Bayburt'ta yaşayan Ramazan Gülsüm, evinin bitişiğine kurduğu 10 metrekarelik atölyede inşaat atığı taşlardan kentin tarihi mekanlarının minyatürünü tasarlıyor.
Galer Mahallesi'nde ikamet eden 53 yaşındaki Gülsüm, çocuk yaşlardan itibaren babasıyla gittiği gurbette yıllarca taş işçisi olarak çalıştı.
Ülke genelinde birçok çok cami, köprü ve çeşme gibi yapıların hem restorasyonunda hem de yapımında görev alan Gülsüm, Bayburt Belediyesinin taş ve marangoz atölyesinde de 12 yıl görev yaptı.
Geçen yıl emekli olduktan sonra zamanını değerlendirmek isteyen Gülsüm, evinin bitişiğine atölye kurdu.
Gülsüm, atıl durumdaki Bayburt taşını toplayarak kentin simgelerinden Tarihi Saat Kulesi, Bayburt Kalesi, Ulu Cami, Şehit Osman Türbesi gibi yapıların minyatürünü hazırlıyor.
Çivi, bıçak, çekiç ve törpü gibi aletlerle taşlara şekil veren Gülsüm, Bayburt'un yanı sıra yoğun talep dolayısıyla çevre illerdeki bazı tarihi yapıların da minyatürünü üretiyor.
"Hedefim, tüm illerin simge yapılarının minyatürünü Bayburt taşından yaparak sergilemek"
Ramazan Gülsüm, 15 yaşında babasının yanında başladığı taş işçiliğinde zamanla ustalaştığını söyledi.
En son Bayburt Belediyesinin taş ve marangoz atölyesinde çalıştığını dile getiren Gülsüm, kente gelen misafirlere burada ürettiği minyatürlerin hediye edildiğini belirtti.
Emekli olduktan sonra atölye kurduğunu ifade eden Gülsüm, "Bayburt'un tarihi simgelerini atık taşlarla canlandırmaya çalışıyorum. Şu anda Bayburt'ta resmi dairelerde ya da iş yerlerinde genellikle benim yaptığım minyatürlerden görebilirsiniz. Eskiden çok talep olmuyordu ama şu anda çok fazla talep var. Bazen yetiştiremediğim siparişler oluyor." dedi.
Birçok tarihi yapının minyatürünü hazırlayabildiğini dile getiren Gülsüm, "Hedefim, tüm illerin tarihi simge yapılarının minyatürünü Bayburt taşından yaparak sergilemek. İnşallah ömrüm yeterse bunu düşünüyorum. Eskiden saat kulesini üç günde yaparken, şimdi rahatlıkla günde birkaç tane yapabiliyorum ama cami yapmak en az bir haftamı alıyor." diye konuştu.

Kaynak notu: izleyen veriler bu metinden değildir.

Issue #208, opened 2024-05-03
simulate_or_infer or simulate and infer


seabbs:
In #204 a new function `simulate_or_infer` was introduced that dispatches to simulation or inference code depending on the type of struct passed (in the latter case it will once this is implemented in a future PR). Its currently unclear if this abstraction is helpful or just provides another layer of complexity. 

Once the `simulate_or_infer` inference method is implemented we should circle back to this issue and discuss the relative merits of both approaches in order to reduce our technical debt going forward. It is hard to have this conversation first as for me at least its hard to picture the relative merits in abstract.

SamuelBrand1:
In light of #217 is this still an issue? Genuine question... I think we still want to split this because we're not really using dispatch in a particularly useful way?

seabbs:
Yes exactly

PR #213, opened 2024-05-09
Loop over inference configurations script

SamuelBrand1:
This PR does a few things around running the inference scenario loop over possible configurations. 

Specifically, we have generated "truth data" with three different mean generation intervals (see #202 ). The proposal is that for each of these data set we run all the inference scenarios defined in the [`common_scenarios.jl`](https://github.com/CDCgov/Rt-without-renewal/blob/211-construct-and-test-a-function-for-going-from-scenario-specification-to-running-inference-at-this-point-defining-the-output-to-save-is-important/pipeline/scripts/common_scenarios.jl) script.

Contributions:
- A new type `InferenceConfig` which dispatched a method of `simulate_or_infer` that handles the `EpiAware` inference.
- A `DrWatson` style script to run the inference after defining various common values.
- A constructor unit test for `InferenceConfig` and a full inference run test on a short bit of fake data using a randomly selected inference scenario.

### DIFF
--- a/pipeline/scripts/common_param_values.jl
+++ b/pipeline/scripts/common_param_values.jl
@@ -6,6 +6,7 @@
 
       """)
 
+using EpiAware
 # Common generation interval values
 gi_means = [2.0, 10.0, 20.0];
 gi_stds = [2.0];
@@ -13,8 +14,16 @@ gi_stds = [2.0];
 #Common thread count
 num_threads = min(10, Threads.nthreads());
 
-#True Rt
+#Common inference method
+inference_method = EpiMethod(
+    pre_sampler_steps = [ManyPathfinder(nruns = 4, maxiters = 100)],
+    sampler = NUTSampler(adtype = AutoForwardDiff(),
+        ndraws = 2000,
+        nchains = num_threads,
+        mcmc_parallel = MCMCThreads())
+)
 
+#True Rt
 A = 0.3
 P = 30.0
 ϕ = asin(-0.1 / 0.3) * P / (2 * π)
@@ -23,3 +32,6 @@ true_Rt = vcat(fill(1.1, 2 * 7), fill(2.0, 2 * 7), fill(0.5, 2 * 7),
     fill(1.5, 2 * 7), fill(0.75, 2 * 7), fill(1.1, 6 * 7)) |>
           Rt -> [Rt;
                  [1.0 + A * sin.(2 * π * (t - ϕ) / P) for t in 1:(N - length(Rt))]]
+
+# Common inference tspan: Length of true Rt less three weeks
+inference_tspan = (1, N - 21)
--- a/pipeline/scripts/common_param_values.jl
+++ b/pipeline/scripts/common_param_values.jl
@@ -1,3 +1,11 @@
+@info("""
+      Setting common parameter in `Main` module.
+      ---------------------------------------------
+      Currently active project is: $(projectname())
+      Path of active project: $(projectdir())
+
+      """)
+
 # Common generation interval values
 gi_means = [2.0, 10.0, 20.0];
 gi_stds = [2.0];
--- a/pipeline/scripts/common_param_values.jl
+++ b/pipeline/scripts/common_param_values.jl
@@ -9,3 +9,17 @@
 # Common generation interval values
 gi_means = [2.0, 10.0, 20.0];
 gi_stds = [2.0];
+
+#Common thread count
+num_threads = min(10, Threads.nthreads());
+
+#True Rt
+
+A = 0.3
+P = 30.0
+ϕ = asin(-0.1 / 0.3) * P / (2 * π)
+N = 160
+true_Rt = vcat(fill(1.1, 2 * 7), fill(2.0, 2 * 7), fill(0.5, 2 * 7),
+    fill(1.5, 2 * 7), fill(0.75, 2 * 7), fill(1.1, 6 * 7)) |>
+          Rt -> [Rt;
+                 [1.0 + A * sin.(2 * π * (t - ϕ) / P) for t in 1:(N - length(Rt))]]
--- a/pipeline/scripts/common_param_values.jl
+++ b/pipeline/scripts/common_param_values.jl
@@ -6,22 +6,9 @@
 
       """)
 
-using EpiAware
 # Common generation interval values
 gi_means = [2.0, 10.0, 20.0];
 gi_stds = [2.0];
-
-#Common thread count
-num_threads = min(10, Threads.nthreads());
-
-#Common inference method
-inference_method = EpiMethod(
-    pre_sampler_steps = [ManyPathfinder(nruns = 4, maxiters = 100)],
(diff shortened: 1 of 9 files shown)


pipeline/scripts/common_param_values.jl
```diff
@@ -1,3 +1,37 @@
+@info("""
+      Setting common parameter in `Main` module.
+      ---------------------------------------------
+      Currently active project is: $(projectname())
+      Path of active project: $(projectdir())
+
```
seabbs, line 6: This script now feels a bit poorly named and I am a little uncomfortable with the fact it is rerun whenever it is used vs being run once and then used? I think we can address this in another overall issue for how we construct these pipelines

pipeline/scripts/common_scenarios.jl
```diff
@@ -0,0 +1,41 @@
+using DrWatson
+@quickactivate "Analysis pipeline"
+
+include(srcdir("AnalysisPipeline.jl"))
+include(scriptsdir("common_param_values.jl"))
```
seabbs: i.e here this means we have random stuff floating in our global environment some of which is used and some of which is not which is not great practice?

pipeline/scripts/common_scenarios.jl
```diff
@@ -0,0 +1,41 @@
...
+
+rw = RandomWalk(
+    std_prior = underlying_std_prior, init_prior = transformed_process_init_prior)
+
+diff_ar = DiffLatentModel(; model = ar, init_priors = [transformed_process_init_prior])
+
+wkly_ar, wkly_rw, wkly_diff_ar = [ar, rw, diff_ar] .|>
+                                 model -> BroadcastLatentModel(model, 7, RepeatBlock())
+
+naming_scheme = Dict(
```
seabbs, line 34: can't you use the. tooling from `DrWatson` to do this a bit more slickly?

pipeline/scripts/generate_truth_data.jl
```diff
@@ -16,14 +16,6 @@ include(scriptsdir("common_param_values.jl"));
 ## Set up the truth Rt and save a plot of it
 
 using .AnalysisPipeline, Plots, JLD2
```
seabbs, line 18: why does this still exist or converly why did it get changed? It seems like having a script that generates and saves this is a good idea? 

I am getting concerned about the lack of check pointing in this workflow FYI.

pipeline/scripts/inference_pipeline.jl
```diff
@@ -1,38 +1,46 @@
 using DrWatson
 @quickactivate "Analysis pipeline"
 
+# Include the AnalysisPipeline module
 include(srcdir("AnalysisPipeline.jl"))
+# Include the common parameter values
 include(scriptsdir("common_param_values.jl"))
+# Include the common inference scenarios
+include(scriptsdir("common_scenarios.jl"))
```
seabbs, line 8: As above I think we need an issue to discuss other pipeline approaches that are not script based sourcing as this is probably the least stable/ good practice option of those we could choose imo

pipeline/scripts/common_param_values.jl
```diff
@@ -1,3 +1,37 @@
+@info("""
```
seabbs, line 1: A small nitpick but if two things are called common why aren't they in a directory called common?

pipeline/scripts/inference_pipeline.jl
```diff
@@ -1,38 +1,46 @@
...
 
-## Parameter settings
-# Rolled out to a vector of inference configurations using `dict_list`.
-sim_configs = Dict(:igp => [DirectInfections, ExpGrowthRate, Renewal],
-    :latent_model => [wkly_ar, wkly_rw, wkly_diff_ar],
-    :gi_mean => gi_means, :gi_std => gi_stds) |> dict_list
+## Inference methods
+using Distributions, .AnalysisPipeline, EpiAware, JLD2, ADTypes, AbstractMCMC
+
+for filename in readdir(datadir("truth_data"))
```
seabbs, line 21: This is where dagger comes in? Or we would do a dagger based overhaul of the whole pipeline?

pipeline/scripts/inference_pipeline.jl
```diff
@@ -1,38 +1,46 @@
...
+            case_data = D["y_t"],
+            tspan = inference_tspan,
+            epimethod = inference_method
+        )
+        prfx = "observables" * "_igp_" * string(d[:igp]) * "_latentmodel_" *
+               naming_scheme[d[:latent_model]] * "_truth_gi_mean_" *
+               string(truth_data_gi_mean)
+
+        data, file = produce_or_load(
+            simulate_or_infer, config, datadir("epiaware_observables"); prefix = prfx)
```
seabbs, line 43: as we now have completely different tooling for simulation and inference I am not clear what the role of a joint function (as per #208). I guess if there is a single generating script it makes sense but does that actually help us?

pipeline/src/InferenceConfig.jl
```diff
@@ -0,0 +1,97 @@
...
+- `config::InferenceConfig`: The configuration object containing the case data
+to make inference on and model configuration.
+
+# Returns
+- `inference_results`: The results of the simulation or inference.
+
+"""
+function simulate_or_infer(config::InferenceConfig)
+    #Define infection-generating model
+    shape = (config.gi_mean / config.gi_std)^2
```
seabbs, line 69: why doesn't this happen just once per GI scenario and make a EpiData struct that we pass around?

pipeline/src/InferenceConfig.jl
```diff
@@ -0,0 +1,97 @@
...
+    gen_distribution = Gamma(shape, scale)
+
+    #Define the infection-generating process
+    model_data = EpiData(gen_distribution = gen_distribution, D_gen = config.D_gen,
+        transformation = config.transformation)
+
+    epi = config.igp(model_data, config.log_I0_prior)
+
+    #Define the infection conditional observation distribution
+    obs = LatentDelay(
```
seabbs, line 80: Why aren't we defining this externally as a joining model specification?

pipeline/src/InferenceConfig.jl
```diff
@@ -0,0 +1,97 @@
...
+        NegativeBinomialError(cluster_factor_prior = config.cluster_factor_prior),
+        config.delay_distribution; D = config.D_obs)
+
+    #Define the EpiProblem
+    epi_prob = EpiProblem(epi_model = epi,
```
seabbs, line 85: I think I was expecting to see a bunch of EpiProblems being defined and then apply_method dispatched on those vs doing it like this? It feels like rehashing the EpiAware infra?

seabbs (approved):
This is good for a first pass and in line with the rest of the implementation. 

I am a bit uncomfortable with all the script sourcing we are depending on, the amount of apparently duplicate infra, and the lack of use of checking pointing or pipeline dependency tools which I was sort of expecting to see. 

I think all of above can be addressed as new issues and may need some discussion

PR #217, opened 2024-05-10
refactor pipeline smaller scripts and functions

### LINKED ISSUE #215: Refactor pipeline: smaller scripts and functions
After a f2f chat, we're merging this PR since it does do the job as exists and generating issues to make it more robustly extensible in future refactors (as well as completing other tasks from the meta-issue #195 ).

_Originally posted by @SamuelBrand1 in https://github.com/CDCgov/Rt-without-renewal/issues/213#issuecomment-2102733434_
            
The easiest solution to questions about the robustness of the current analysis pipeline is to refactor the current block of scripts into smaller single job scripts: this will be easier to reason on with a task scheduler (e.g. Dagger.jl).

SamuelBrand1:
This PR aims to refactor, but not extend the functionality, of the analysis pipeline in such a way that:

1. It is more readable.
2. Its closer to DRY principles.
3. Its written in such a way that a next step for job scheduling is as easy as possible.

Concretely,

- Default variables are generated by calling a default function from the `AnalysisPipeline` module.
- Vectors of scenarios combinations are generated by calling `make_...` functions from the `AnalysisPipeline` module.
- Plotting functions are declared separately; I don't feel they belong inside the analysis module but open to changing this.
- The pipeline is now one script, which essentially follows an analogous sequence of steps to the opening example of `targets.R`.
- Inference scenarios are an inner loop of the the "truth data" generation process.
- Each function has a unit test, as does the whole pipeline for a randomly selected inference scenario on a short flat time series of fake data.

Closes #215 .


pipeline/plots/plot_functions.jl
```diff
@@ -0,0 +1,49 @@
+"""
```
seabbs, line 1: I think I would put these in the analysis module as this is part of the analysis and we don't plan to ship it? Alternatively I suppose we could have them as part of a less generic paper module or something (and so the pipeline would aim to be generic and the paper would aim to have the specific implementations for this work in it?) that might be a bit extra but also might not be that much work to get some quite clean code?

pipeline/plots/plot_functions.jl
```diff
@@ -0,0 +1,49 @@
...
+Plot and save the plot of the true Rt values over time.
+
+# Arguments
+- `true_Rt`: An array of true Rt values.
+
+# Returns
+- `plt_Rt`: The plot object.
+
+"""
+function plot_Rt(true_Rt)
```
seabbs, line 39: something I don't love about this is that it gives no indication which packages are needed to run these functions (above module might help with this?)

pipeline/scripts/analysis_pipeline.jl
```diff
@@ -0,0 +1,85 @@
...
+include(plotsdir("plot_functions.jl"));
+
+@info("""
+      Running the analysis pipeline.
+      ---------------------------------------------
+      Currently active project is: $(projectname())
+      Path of active project: $(projectdir())
+      """)
+
+using .AnalysisPipeline
```
seabbs, line 21: i.e under the pipeline is generic this would become `EpiAwarePipeline` and we would also have `RtwithoutRenewalAnalysis` with the specific scenario grid and plots etc?

seabbs: looking at below though I like it as a "default" so perhaps those would always stay in the pipeline module?

pipeline/scripts/analysis_pipeline.jl
```diff
@@ -0,0 +1,85 @@
...
+latent_models_names = Dict(value => key for (key, value) in latent_models_dict)
+tspan = default_tspan()
+inference_method = default_inference_method()
+
+# truth data configurations (e.g. different GI means) and inference configurations
+# (e.g. different infection generation processes and latent models etc.)
+truth_data_configs = make_truth_data_configs(
+    gi_means = default_gi_param_dict["gi_means"], gi_stds = default_gi_param_dict["gi_stds"])
+
+inference_configs = make_inference_configs(
```
seabbs, line 46: In my head this should comee after all the truth data stuff so its a clear task block?

pipeline/scripts/analysis_pipeline.jl
seabbs: also if it didn't it would be very full as its mostly defaults :)

pipeline/scripts/analysis_pipeline.jl
```diff
@@ -0,0 +1,85 @@
...
+    gi_means = default_gi_param_dict["gi_means"],
+    gi_stds = default_gi_param_dict["gi_stds"])
+
+truth_data_config_structs = map(truth_data_configs) do d
+    TruthSimulationConfig(
+        truth_process = true_Rt, gi_mean = d["gi_mean"], gi_std = d["gi_std"])
+end
+
+# Produce and save the truth data
+truth_data_scenarios = map(truth_data_config_structs) do truth_data_config_struct
```
seabbs, line 57: its not a lot of code but in my head we would start pushing this stuff into functions in the analysis pipeline?

pipeline/scripts/analysis_pipeline.jl
```diff
@@ -0,0 +1,85 @@
...
+# Analogy: tar_option_set(...) in targets
+using JLD2, Plots
+
+## Run the pipeline steps
+# Analogy: list(tar_targets...) followed by tar_make(...) in targets
+# This is an intermediate commit that runs but will be updated with a job
+# scheduler for these tasks in the next commit. Probably Dagger.jl
+
+# Default parameter values and plot true Rt
+default_gi_param_dict = default_gi_params()
```
seabbs, line 33: could we be really fancy and have a pipeline type and then dispatch on standard function names to make it really easy to overload parts of the pipeline? Then to change the analysis you would just change the target type and have a write your own new methods where you wanted?

pipeline/src/default_Rt.jl
```diff
@@ -0,0 +1,20 @@
...
+
+## keyword Arguments
+- `A`: Amplitude of the sinusoidal variation in Rt. Default is 0.3.
+- `P`: Period of the sinusoidal variation in Rt. Default is 30 time steps.
+
+## Returns
+- `true_Rt`: Array of default Rt values over time.
+
+"""
+function default_Rt(; A = 0.3, P = 30.0)
```
seabbs, line 12: under the type dispatch idea this would be come i.e `generate_Rt(<type>; stuff)`.

pipeline/src/default_priors.jl
```diff
@@ -0,0 +1,20 @@
+"""
+Constructs a dictionary of default prior distributions for the parameters used
+    in `EpiAware` models.
+
+# Returns
+- `Dict{String, Distribution}`: A dictionary containing the default prior
+    distributions.
+
+"""
+function default_priors()
```
seabbs, line 10: can we call this something a little clearer. its just shared latent model priors right?

seabbs (approved):
I really like this. I had a few suggestions to make it more complicated/have more infra but not essential. We can discuss and port what we want to do into new issues and merge this I think

pipeline/scripts/analysis_pipeline.jl
SamuelBrand1: I agree. Done this with obvious tests (and change to end-to-end test)

pipeline/scripts/analysis_pipeline.jl
SamuelBrand1: Yep

SamuelBrand1:
I've made a few minor changes:

- More small(ish) functions with tests
- plotting functions to inside `AnalysisPipeline`
- moved some struct construction to inside a generate function to make the pipeline script a bit cleaner.

#218 Should cover some of the more exciting ideas we could do with pipeline analysis going forwards! But I think this pipeline (which runs) is currently a good template to layer on the rest the tasks in #201

seabbs (approved):

PR #220, opened 2024-05-14
Implementing `Dagger.@spawn` for pipeline jobs

### LINKED ISSUE #219: Blend `Dagger.jl` checkpointing into the scenario inference loop process, e.g. like here.

SamuelBrand1:
This PR rewrites the main pipeline script to use [`Dagger.jl`](https://github.com/JuliaParallel/Dagger.jl) to execute the analysis as a [DAG of spawned tasks](https://en.wikipedia.org/wiki/Directed_acyclic_graph#Scheduling).

Notable changes/decisions:
- The string names of each model now have a default constructor function.
- Nearly all function calls are first created as a task using `Dagger.@spawn`, with results fetched as required or passing `EagerThunk` objects to downstream tasks to get executed in a schedule determined by `Dagger`. Not all of this is necessary (could be replaced by e.g. `@everywhere ...some code...`), but maintains the pattern and should be more extensible.
- Construction of the list of scenarios is not a `Dagger` generated task; I'm viewing this a being created by an orchestrating main node which then implicitly defines the DAG topology. Happy to get pushed back on this.
- The default inference is now serial with 2 sequentially executed MCMC chains. I'm assuming that we'll aim for deploying resources to parallelise across tasks rather than within tasks.
- **Checkpointing.** I've checked that doing the inference as a set of tasks is compatible with the checkpointing provided by `DrWatson.produce_or_load`. `Dagger` can provide more methods of checkpointing, but at the moment saving to disk and recognising that a task has been completed by the existence of a saved file works. However, we should have a think about vulnerability to an edge case causing an error?

Closes #219 .

### DIFF
--- a/pipeline/scripts/analysis_pipeline.jl
+++ b/pipeline/scripts/analysis_pipeline.jl
@@ -3,10 +3,8 @@ using DrWatson
 
 # Activate the project environment
 # Analogy: source(functions.R) in targets
-@quickactivate "Analysis pipeline"
-
-# Include the AnalysisPipeline module
-include(srcdir("AnalysisPipeline.jl"));
+quickactivate(@__DIR__(), "Analysis pipeline")
+using Dagger
 
 @info("""
       Running the analysis pipeline.
@@ -17,7 +15,18 @@ include(srcdir("AnalysisPipeline.jl"));
 
 ## Other dependencies
 # Analogy: tar_option_set(...) in targets
-using .AnalysisPipeline
+# Add processes for parallel computing and ensure all have same
+# dependencies/environment
+using Distributed
+addprocs(1)
+
+@everywhere begin
+    using DrWatson
+    quickactivate(@__DIR__(), "Analysis pipeline")
+    include(srcdir("AnalysisPipeline.jl"))
+end
+
+@everywhere using .AnalysisPipeline
 
 ## Run the pipeline steps
 # Analogy: list(tar_targets...) followed by tar_make(...) in targets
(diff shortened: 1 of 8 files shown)


pipeline/scripts/analysis_pipeline.jl
```diff
@@ -17,50 +15,70 @@ include(srcdir("AnalysisPipeline.jl"));
...
+#     default_gi_param_dict = default_gi_params()
+#     true_Rt = default_Rt()
+#     plt_Rt = plot_Rt(true_Rt)
+#     latent_models_dict = default_epiaware_models()
+#     latent_models_names = Dict(value => key for (key, value) in latent_models_dict)
+#     tspan = default_tspan()
+#     inference_method = default_inference_method()
+# end
+
+default_gi_param_dict_thunk = Dagger.@spawn default_gi_params()
```
seabbs, line 47: I assume they have exported `@spawn` and so we need to write `Dagger.@spawn`? Otherwise it is a bit clunky?

seabbs (approved):
The implementation looks good. Just need to discuss your points and good to go

pipeline/scripts/analysis_pipeline.jl
```diff
@@ -17,50 +15,70 @@ include(srcdir("AnalysisPipeline.jl"));
...
 
 # Default parameter values and plot true Rt
-default_gi_param_dict = default_gi_params()
-true_Rt = default_Rt()
-plt_Rt = plot_Rt(true_Rt)
-latent_models_dict = default_epiaware_models()
-latent_models_names = Dict(value => key for (key, value) in latent_models_dict)
-tspan = default_tspan()
-inference_method = default_inference_method()
+# @everywhere begin
```
seabbs, line 37: Holding comment to stop auto-merge whilst we discuss

seabbs:
> ), but maintains the pattern and should be more extensible.

I think taking this approach makes a lot of sense as we get a complete task DAG of the analysis.

>  I'm viewing this a being created by an orchestrating main node which then implicitly defines the DAG topology. Happy to get pushed back on this.

I see this argument. In `targets` I would still have this as part of the workflow potentially but I would make it happen on the local node (that might be hard here). I am happy sticking with the current approach I think.

pipeline/scripts/analysis_pipeline.jl
```diff
@@ -17,50 +15,70 @@ include(srcdir("AnalysisPipeline.jl"));
...
+#     plt_Rt = plot_Rt(true_Rt)
+#     latent_models_dict = default_epiaware_models()
+#     latent_models_names = Dict(value => key for (key, value) in latent_models_dict)
+#     tspan = default_tspan()
+#     inference_method = default_inference_method()
+# end
+
+default_gi_param_dict_thunk = Dagger.@spawn default_gi_params()
+true_Rt_thunk = Dagger.@spawn default_Rt()
+plt_Rt_thunk = Dagger.@spawn plot_Rt(true_Rt_thunk)
```
seabbs, line 49: do you not want to be fetching the thunk here?

pipeline/scripts/analysis_pipeline.jl
SamuelBrand1: Yeah `@spawn` is used by `Threads` e.g. `Threads.@spawn` which is exposed from `Base.Threads`, i.e. it is available from `Main` for every Julia . 

I'm assuming that the style of naming `Dagger.@spawn` throughout the `Dagger` docs, which I've propagated here is due to this.

pipeline/scripts/analysis_pipeline.jl
```diff
@@ -17,50 +15,70 @@ include(srcdir("AnalysisPipeline.jl"));
...
+latent_models_dict_thunk = Dagger.@spawn default_epiaware_models()
+latent_models_names_thunk = Dagger.@spawn default_latent_models_names()
```
seabbs, line 51: Do we really need to crowd the naming with `_thunk` if its just going to be used as is? Maybe we assume everything is a funk and have a different name for actualised ones (is the dicts below)

PR #222, opened 2024-05-14
splits simulate_or_infer into simulate and infer plus updated unit tests

### LINKED ISSUE #208: simulate_or_infer or simulate and infer

SamuelBrand1:
As per title, and after discussion #208 

Closes #208 .


seabbs (approved):
LGTM

PR #223, opened 2024-05-15
Rolling out a pipeline type system for dispatching on analysis details

### LINKED ISSUE #218: Rolling out a Pipeline type system for dispatching on analysis details
could we be really fancy and have a pipeline type and then dispatch on standard function names to make it really easy to overload parts of the pipeline? Then to change the analysis you would just change the target type and have a write your own new methods where you wanted?

_Originally posted by @seabbs in https://github.com/CDCgov/Rt-without-renewal/pull/217#discussion_r1598153887_
            
I think this is a really neat idea. I'm not implementing this in PR #217 but I think we should keep this idea going.

SamuelBrand1:
This PR creates a simple type system for dispatching on with `make_pipeline`, although for this PR only one default is supplied.

The two component functions to the pipeline are `make_truthdata` which spawns data generating tasks with option `cache=true` (i.e. thunk caches its results) and `make_inference` which spawns inference tasks. These wrap into `make_pipeline`.

A nice feature is that `Dagger` uses the available resources to complete the spawned tasks in the pipeline. In `scripts/run_pipeline.jl` I set up for distributed, but if you neglect this and run with threads it will do threaded (it can also do both distributed and threaded).

Closes #218


SamuelBrand1:
We are closing this PR to rewrite using the lazy API of `Dagger.jl`

PR #228, opened 2024-05-20
prior predictive modelling for each inference model

### LINKED ISSUE #227: Prior predictive modelling for each inference model

SamuelBrand1:
This PR adds a pipeline for generating prior predictive samples from the list of inference model types as discussed in #227 . The approach is to define a new `<: AbstractEpiAwarePipeline` type `RtwithoutRenewalPriorPipeline` which dispatches a method for:
1. Only passing `missing` data to the inference problem.
2. Uses `DirectSample` to sample from the model.

Also adds some tests for this and a pipeline script.

Closes #227 .

### DIFF
--- a/pipeline/data/epiaware_observables/placeholder.md
+++ b/pipeline/data/epiaware_observables/placeholder.md
@@ -1,0 +1,1 @@
+# placeholder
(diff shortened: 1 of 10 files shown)


seabbs (approved):
Really nice. Once we are clear on all the sub workflows we may want to make a meta one that does everything (which suggests that the current `RtwithoutRenewal` may need to be renamed to `RtwithoutRenewalInference` etc.

Issue #209, opened 2024-05-03
Setup CI for analysis pipeline


seabbs:
As discussed in #202 we should set up CI in `pipeline` and make sure that `EpiAware` CI only runs when `EpiAware` code is updated? It seems like for the most part we would want all the CI we have for `EpiAware` to be implemented as well for `pipeline` (I think its fine to duplicate this vs doing clever things to avoid that). 

We would also need to properly setup testing in `pipeline` for this (so this may related to #209).

SamuelBrand1:
And vice versa CI for `EpiAware` doesn't run when we have only changed the pipeline.

Issue #206, opened 2024-05-03
Work out how to use @testitem in pipeline


seabbs:
We have been using @testitem to better integrate our testing suite in vscode. However, in #204 there was some concern that this would make it hard to keep our analysis code (i.e in `pipeline`) tests apart from our tooling tests (in `EpiAware`) so in that code base we have fallen back to using `@testitem`.

We ideally don't want to do this so should investigate ways of using `@testitem` but still being able to keep the testing suites apart.

SamuelBrand1:
I've been looking at this. This is my current understanding:

Its pretty easy to have a test suite for the analysis pipeline provided by the base Julia package manager `Pkg`, the steps to do this are:
- Rename the pipeline environment `AnalysisPipeline` to match the module name
- provide an `uuid` for the env project file.

Then the pipeline tests can be run as 

```julia
(AnalysisPipeline) pkg> test
```

as per usual.

It seems less easy to include in the VS code live tests because that wants a single link to a `runtests.jl` and (I think) will execute in the `Test` env of the `EpiAware` project as we've set it up now.

seabbs:
I'm not totally clear about this as I would have thought that it worked on a folder level

seabbs:
I have been working at the root of the `Rt-without-renewal` dir but I guess if you are in the working directory of `EpiAware` and `pipleine` that should be treated as its own project? If that isn't the case you couldn't have a folder of Julia packages that all used @testitem?

PR #229, opened 2024-05-20
Change AnalysisPipeline into "package"-like project

SamuelBrand1:
This is a small PR for upgrading `AnalysisPipeline` into a "package"-like project, e.g. a Julia environment with some package-like qualities.

The main advantages are:
- no need to `include` the `src` code of the pipeline from scripts in addition to setting the env.
- `using AnalysisPipeline` rather than the clunkier `using .AnalysisPipeline`
- can use
> `(AnalysisPipeline) pkg> test`

to run unit tests.

This contributes on issues #206 and #209 but doesn't close them.

PS for the pipeline I don't think we need a separate test environment for this PR but might need one in the future (e.g. `TestItemRunner` dep etc)


seabbs (approved):
Great idea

"Vaktin nasıl geçtiğini anlamıyorum"
Gülsüm, çocukluktan beri aşina olduğu için taşı kolay işleyebildiğini ancak bunun için sabır gerektiğini vurguladı.
Taş oymacılığının dikkat gerektiren bir iş olduğunu anlatan Gülsüm, şunları kaydetti:
"Bunu yapacak kişinin kendini vermesi lazım. Gençlerin kahve köşelerinde vakit geçirmesinden ziyade böyle şeylerle uğraşıp evlerine ekmek götürmesini isterim. Bayburt taşı yumuşak bir taş, dolayısıyla işlemesi de kolay oluyor. Sökülmüş yapıların atık taşlarından alıp makineyle kesip en son bu hale getiriyorum."
Gülsüm, çalıştığı zaman huzurlu olduğuna işaret ederek, "Vaktin nasıl geçtiğini anlamıyorum. Bir yapıyı tamamladığım zaman, bir ürün ortaya çıktığı zaman bana çok büyük mutluluk veriyor. Çok zevkli bir iş, zaten hevesim olmasa yapamazdım." dedi.